Compensation payments to the finance leader were sufficiently high enough to trigger Internal Revenue Code Section 280G.
Analyzed the computations performed by the company and proposed strategies to potentially reduce the amount of the excise tax owed.
Reduced tax bill on the excess compensation, which minimized the amount of the payment which was not subject to the corporate tax deduction for the company he departed.

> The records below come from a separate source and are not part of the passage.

PR #2027, opened 2025-03-12
[16.0][ADD] partner_street_number

hbrunn:
This module extends the functionality of base_address_extended to support custom street name formats.

Further, it allows users to turn on manual entry of the components of a street name, and to bulk split/compose street names of existing partners.

I didn't pull the commits of the pre-v11 version of this because it doesn't have anything to do with the old module, apart from its name.


coleste (approved):
LGTM

partner_street_number/tests/test_partner_street_number.py
```diff
@@ -0,0 +1,75 @@
+# Copyright 2025 Hunki Enterprises BV
+# License AGPL-3.0 or later (https://www.gnu.org/licenses/agpl-3.0)
+
+from odoo.tests.common import Form, TransactionCase
+
+
+class TestPartnerStreetNumber(TransactionCase):
```
rrebollo, line 7: You could use `BaseCommon` instead of `TransactionCase`

rrebollo (approved):
Excellent work — truly didactic, both in design and implementation.  
It's clear you have strong mastery of Odoo. LGTM! 🚀

rrebollo:
@hbrunn btw, an obvious use case for this would be l10ns? right?

rvalyi:
@hbrunn of course the choice is yours, but did you consider releasing it under LGPL? Just thinking AGPL might be too restrictive just for customizing the address format. But if you go for AGPL so be it, I respect it too.

hbrunn:
@rvalyi my policy towards LGPL is: don't oppose it, but don't actively support it either
@rrebollo indeed, but also apart from this you might need to have separate fields for ie synchronization with external systems that require it

partner_street_number/tests/test_partner_street_number.py
hbrunn: what would be the benefit of that?

rrebollo: Mainly, it sets useful defaults and follows the OCA recommendation for version **17.0** (I know this is **16.0**).
Of course, it’s not mandatory.

NL66278 (approved):
👍 LGTM. I learned that we can use a data element as root in xml. Interesting...

PR #2030, opened 2025-03-19
[15.0][ADD] partner_address_history

Saran440:
This module similar with [partner_address_version](https://github.com/OCA/partner-contact/tree/14.0/partner_address_version)

This module will keep tracking history when you change address or name
Selection_005

Example:
1. We change name and address at time 19 Mar 2025
1. Partner change name from `Vendor` to `Vendor2`
2. Address change from `111` to `222`

But bill is confirm already at 11 Mar 2025
Normally, it will show current address and name
Selection_006

After you send context `date_change` following code
Selection_008

it will display with old address, name

Selection_007


NL66278 (changes requested):
While the module addresses a valid problem in standard Odoo, IMHO the solution it offers is not the way to do it. The problem: delivery and billing addresses have statistical and fiscal implications. If we want to know where a certain delivery went, or where  a customer was living when billed, the delivery or billing address should not change. Basically it means, once used in a delivery or invoice, those addresses should not be changed, only archived if they should no longer be used for future deliveries or invoices.

So my problem with the solution is that it puts the responsibility of showing the right address on other modules, that need to be customized to pass a date context on each use of a historical date.

Of course there is the problem of the main address of a partner. I think if this changes I think a contact address should be created (with active=False) with the old information (and an indication until which date this date was the valid address.

Odoo users should actually be discouraged from entering address information on the main contact. I remain of the opinion that is was a huge design mistake for Odoo SA to merge the Partner and Address models.

Saran440:
@NL66278 Thank you for your feedback, I agree that this module can't solved. In production we solved it by add a new field (address or name) into document instead. and change report, form to use new field instead.

NL66278:
@Saran440 Hi, nice to her that my comment was of some use, and good that you solved your requirements!

PR #2032, opened 2025-03-25
[17.0][MIG] partner_contact_weight: Migration to 17.0

vehi-invitu:
cc @cvinh


etobella:
IF it is a migration you are not keeping the history :thinking:

cvinh:
Please read the guidelines how to migrate
Can you put PR in draft, we'll make it open when it's ready

legalsylvain (commented):
I think that such feature should go in a dedicated repo. Something like vertical-health

vehi-invitu:
@legalsylvain it was already in this repo but in version 10.

legalsylvain:
> @legalsylvain it was already in this repo but in version 10.

Yes i saw. But what do you think about my proposal ?

etobella:
@legalsylvain vertical-health does not exists in OCA and vertical-medical has been dead for 7 years.

I would recommend to keep it here. But I don't have an strong opinion on this.

cvinh:
@legalsylvain partner weight is not so vertical... it can be used in fitness or sport use cases.
I don't have strong opinion neither, you decide...

legalsylvain:
hi @cvinh and @etobella 

I think that such modules ([partner_contact_weight](https://github.com/OCA/partner-contact/pull/2032),  [pos_partner_birthdate_weight_mandatory](https://github.com/OCA/pos/pull/1347), [pos_partner_weight](https://github.com/OCA/pos/pull/1344) are very specific. (pos or not).

IMO, it will be used only (or mainly) in an medical / hospital / pharmacy context. Indeed it can be used in areas related to health, such as sport, but we're still talking about biological data.

For this reason, I think we should put that modules in a dedicated medical / health repository.

I propose you :

- to use the existing repo, here : https://github.com/OCA/vertical-medical/ (It is totally empty ...). (only "dev" branches contained modules, but they have been deleted)
- to propose a PR to add your github login in this list, so you'll have some write access on this repo. https://github.com/OCA/repo-maintainer-conf/blob/master/conf/psc/vertical.yml#L102

(you work daily in medical area, and you regularly contribute to OCA, so it makes sense if you're are responsible of this repo).

What do you think ?

cvinh:
Okay

PR #2023, opened 2025-03-05
[FIX] partner_contact_department: make display name lang-aware

yajo:
Yet another iteration over https://github.com/OCA/partner-contact/pull/2009.

`display_name` wasn't translatable, but `name` was. Thus, stored record order was always on English. Now, if department names are translated and the user switches to another language, the order the user will see will match the language it is displaying.

Another fix is that now, when changing a parent department name name, children display names will change too.

I took the chance to apply some anti-flaky-tests good practices in current test suite (apart from increasing coverage to cover these new cases).

@moduon MT-8760

PR #2036, opened 2025-03-28
[FIX] partner_contact_department: proper version bump

yajo:
https://github.com/OCA/partner-contact/pull/2023 added a migration script for version 16.0.1.3.0 because it was expected to be merged as a minor bump.

However, it was merged by mistake as a patch bump in https://github.com/OCA/partner-contact/pull/2023#pullrequestreview-2697254654, resulting in the migration script not being run.

Hence, this just bumps the version appropriately to force running that script on updates.

@moduon MT-8760


yajo:
Fast-tracking.

/ocabot merge nobump

PR #2047, opened 2025-04-30
[17.0][ADD] partner_contact_telegram: New module

AlvaroRM11:
@BinhexTeam

The purpose of this PR is to add a field to enter the Telegram nickname for contacts. 
Depends on #2054


partner_contact_telegram/models/res_partner.py
```diff
@@ -0,0 +1,57 @@
...
+from odoo import _, api, fields, models
+from odoo.exceptions import ValidationError
+
+
+class ResPartner(models.Model):
+    """Partner with telegram alias and id"""
+
+    _inherit = "res.partner"
+
+    telegram_id = fields.Char()
```
christian-ramos-tecnativa: This doesn't seem to be used and is hidden, is it really needed?

pedrobaeza: Suffix `_id` is reserved for many2one fields.

arielbarreiros96: Indeed using `_id` could be confusing for a char field.
In Telegram there is also has a unique identifier for users who don't share phone number or alias for privacy reasons. While Telegram users don't have access to this identifier, the Telegram API does provide this information, and it could be helpful for retrieving users using `search()` for example.

PR #2048, opened 2025-04-30
[18.0][IMP] partner_firstname: name order in form configurable

CRogos:
This change makes the order in the form configurable in the settings.
image

I am not very happy with the **form_has_lastname_first** field in **res.partner**. Is there a better way to implement this?

### DIFF
--- a/partner_firstname/models/res_partner.py
+++ b/partner_firstname/models/res_partner.py
@@ -27,6 +27,19 @@ class ResPartner(models.Model):
         readonly=False,
     )
 
+    form_has_lastname_first = fields.Boolean(compute="_compute_form_has_lastname_first")
+
+    def _compute_form_has_lastname_first(self):
+        default_order = (
+            self.env["res.config.settings"].sudo()._partner_names_order_default()
+        )
+        self.form_has_lastname_first = (
+            self.env["ir.config_parameter"]
+            .sudo()
+            .get_param("partner_names_order", default_order)
+            != "first_last"
+        )
+
     @api.model
     def name_fields_in_vals(self, vals):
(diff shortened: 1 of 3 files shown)


amh-mw (changes requested):
What about using the existing `ir.config_parameter` `partner_names_order` instead of adding a new parameter?

CRogos:
> What about using the existing `ir.config_parameter` `partner_names_order` instead of adding a new parameter?

Because the current default is, that Lastname is above Firstname, but Firstname is before Lastname. 
When we change this, I assume many users are confused.

legalsylvain:
In my opinion, user will understand quickly.

No need to add extra fields.

When we migrate from a version to another, user face bigger changes.

CRogos:
@legalsylvain @amh-mw you prefer connecting it to the existing config parameter this way?

Or just swap it without configuration?

amh-mw:
> you prefer connecting it to the existing config parameter this way?

Yes. The user has configured how they want names displayed and honoring that choice in an additional way should not be surprising.

> Or just swap it without configuration?

No. Whatever hardcoded display style it changes to will be just as arbitrary as the current behavior.

MohamedOsman7 (approved):

amh-mw (approved):
Code review only. LGTM.

jtl-mw (approved):
Manually tested. g2g

CRogos:
@pedrobaeza could you merge?

pedrobaeza:
@legalsylvain should confirm

legalsylvain (approved):

CRogos:
@pedrobaeza legalsylvain has confirmed, could you merge?

PR #2280, opened 2026-02-03
[18.0][FIX] partner_firstname: name inverse avoid constraint error

KristianSolkaer:
## Fix inverse name computation

This PR fixes a constraint issue in the inverse computation of the computed
`name` field.

### The issue
Each field assignment in `_inverse_name()` triggers a separate `write()` and
constraint check. Writing falsy values first could temporarily put the record
in an invalid state and raise `EmptyNamesError`.

This caused the `mail` module installation to fail when
`partner_firstname` was installed first (during the update of
`base.partner_root` / OdooBot).

### What is changed
- Write truthy inverse values first to avoid transient constraint violations

### Result
- `mail` can be installed after `partner_firstname`
- Safer inverse name computation

PR #2404, opened 2026-07-17
[17.0][FIX] partner_firstname: stabilize name inverse to avoid constraint errors

JulienMartinez:
## Fix inverse name computation

Backport of #2280 to 17.0.

Each field assignment in `_inverse_name()` triggered a separate `write()`
and constraint check. Writing falsy values first could temporarily put the
record in an invalid state and raise `EmptyNamesError`.

### DIFF
--- a/partner_firstname/models/res_partner.py
+++ b/partner_firstname/models/res_partner.py
@@ -236,11 +236,20 @@ class ResPartner(models.Model):
         return {"lastname": parts[0], "firstname": parts[1]}
 
     def _inverse_name(self):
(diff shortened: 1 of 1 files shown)


DorianMAG (approved):
LGTM

partner_firstname/models/res_partner.py
flotho, line 51: comared to https://github.com/OCA/partner-contact/blob/18.0/partner_firstname/models/res_partner.py#L62 there are small differences in the v18 version.
could you report the differences in the v17 release ?

flotho (changes requested):

PR #2408, opened 2026-07-27
[19.0][FIX] partner_shipping_policy: Update dependencies for picking policy computation

imlopes:
Using only `partner_id` on the dependency is OK but the compute isn't called when updating ONLY `partner_shipping_id` and this one is the first used on the method.


imlopes:
https://github.com/OCA/partner-contact/pull/2409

The CFO of a public company was departing following a change of control. Due to a lack of planning on the part of the company, compensation payments to the finance leader were sufficiently high enough to trigger Internal Revenue Code Section 280G, the so-called “golden parachute rules”. Section 280G applies to payments when there is a change in control of a corporation. If officers, certain shareholders and other highly compensated individuals — known as disqualified individuals — receive parachute payments that are, in the aggregate, equal to or greater than three times the individual’s average compensation for the past five years, the compensation in excess of one times the five year average is subject to an excise tax of 20% in addition to regular income and payroll taxes. Additionally, Section 280G disallows a corporate tax deduction for the payments subject to the excise tax. The executive’s former company offered a gross-up bonus to help offset some of the taxes, but he was still going to be on the hook for tens of thousands of dollars in taxes out of his own pocket.
The executive turned to Armanino Tax partner Peter Klinger for assistance in analyzing the computations performed by the company and proposing strategies that could potentially reduce the amount of the excise tax he owed. In addition, the executive asked for guidance to ensure that the new company he was joining would not run into similar problems in the future. By assessing the valuation that the executive’s previous firm had done through their consulting partner, Klinger was able to identify factors like non-compete worth and reasonable compensation for future services, as well as errors in the analysis, that had a significant beneficial effect on the tax due.
Klinger was able to help the executive significantly reduce his tax bill on the excess compensation, which also minimized the amount of the payment which was not subject to the corporate tax deduction for the company he was departing. The executive was so happy with the results that he asked Klinger to play a role in helping to bring another employee on board at his new company who also had just gone through a change of control and faced substantial excise taxes. Through negotiation, Klinger expects to reduce or eliminate entirely the new employee’s tax burden, which will allow the executive to reduce the sign-on bonus necessary to land his future colleague.